Showing posts with label singleness. Show all posts
Showing posts with label singleness. Show all posts

Sunday, November 20, 2011

Jumping In

Jumping into married life after being a “free” man for years, is both joyous and daunting. I had been happy, dancing free and blowing with the wind, but now, it will never be the same because in marriage, although two trees grow side by side, their roots entwine in the earth and a symbiosis occurs so that the couple depend on each other for growth. I have to change my language. When I speak of experience, Heidi Of The Mountains expects to be included and so I have to change my thought—to use the term “we”, rather than “I”.

Heidi Of The Mountains is affectionate and full of aspirations, and we both have confidence for our future. We have assets and are combining our lives, step by step. She is pouring her energy into my art gallery and impressing me. She is a good arranger, has an aesthetic eye, is an adept manager and with her enthusiasm, sells my paintings frequently. We are marching together.

On Marriage

By Kahlil Gibran
You were born together, and together you shall be forevermore.
You shall be together when the white wings of death scatter your days.
Ay, you shall be together even in the silent memory of God.
But let there be spaces in your togetherness,
And let the winds of the heavens dance between you.

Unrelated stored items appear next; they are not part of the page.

PR #2188, opened 2024-05-06
Integration of FinoaConnect wallet connector service into Web3Onboard

finoaamukherjee:
### Description
Integration of FinoaConnect (Finoa's Wallet Connector Service) into Web3Onboard for distribution through BlockNative. For any questions or queries, please reach out to:
* Anirban Mukherjee (anirban.mukherjee@finoa.io)
* Laura Pescatori (laura.pescatori@finoa.io)

### Checklist
- [X] Increment the version field in `package.json` of the package you have made changes in following [semantic versioning](https://semver.org/) and using alpha release tagging
- [X] Check the box that allows repo maintainers to update this PR
- [X] Test locally to make sure this feature/fix works
- [X] Run `yarn check-all` to confirm there are not any associated errors
- [ ] Confirm this PR passes Circle CI checks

Love one another, but make not a bond of love:
Let it rather be a moving sea between the shores of your souls.
Fill each other's cup but drink not from one cup.
Give one another of your bread but eat not from the same loaf
Sing and dance together and be joyous, but let each one of you be alone,
Even as the strings of a lute are alone though they quiver with the same music.


Give your hearts, but not into each other's keeping.
For only the hand of Life can contain your hearts.
And stand together yet not too near together:
For the pillars of the temple stand apart,
And the oak tree and the cypress grow not in each other's shadow.

Sunday, September 25, 2011

Soul Mates

Life is change, and a big change is coming for me soon. After four years of being single and footloose, I am now engaged to Heidi Of The Mountains, and we will be married on the island of Kauai, Hawaii, November 4. Over the past two years, we have grown steadily closer, so that this is a natural evolution and culmination of our relationship.

I have enjoyed my four years of singleness and done things that I was only able to do alone. I have many experiences, and memories of adventures that will serve me the rest of my life. After we marry, Heidi Of The Mountains will most often be by my side, and I can be a trail guide for an enthusiastic explorer.

In our relationship, she has been bolder and more of the trailblazer. She has been the one to proclaim the supremacy of love, and press the bonds of affection. As if under a spell, my castle walls made of sand have steadily crumbled into the sea of love.

We are a team now. Heidi Of The Mountains quit her job of fifteen years to manage my art gallery. We make daily decisions together and plan our future. She does not stand for negativity and constantly affirms positive results. Getting married is a result of both of us thinking positive together. We have both been married twice before . . . so I feel slight trepidation, but Heidi Of The Mountains confirms that we are “soul mates” that have found one another.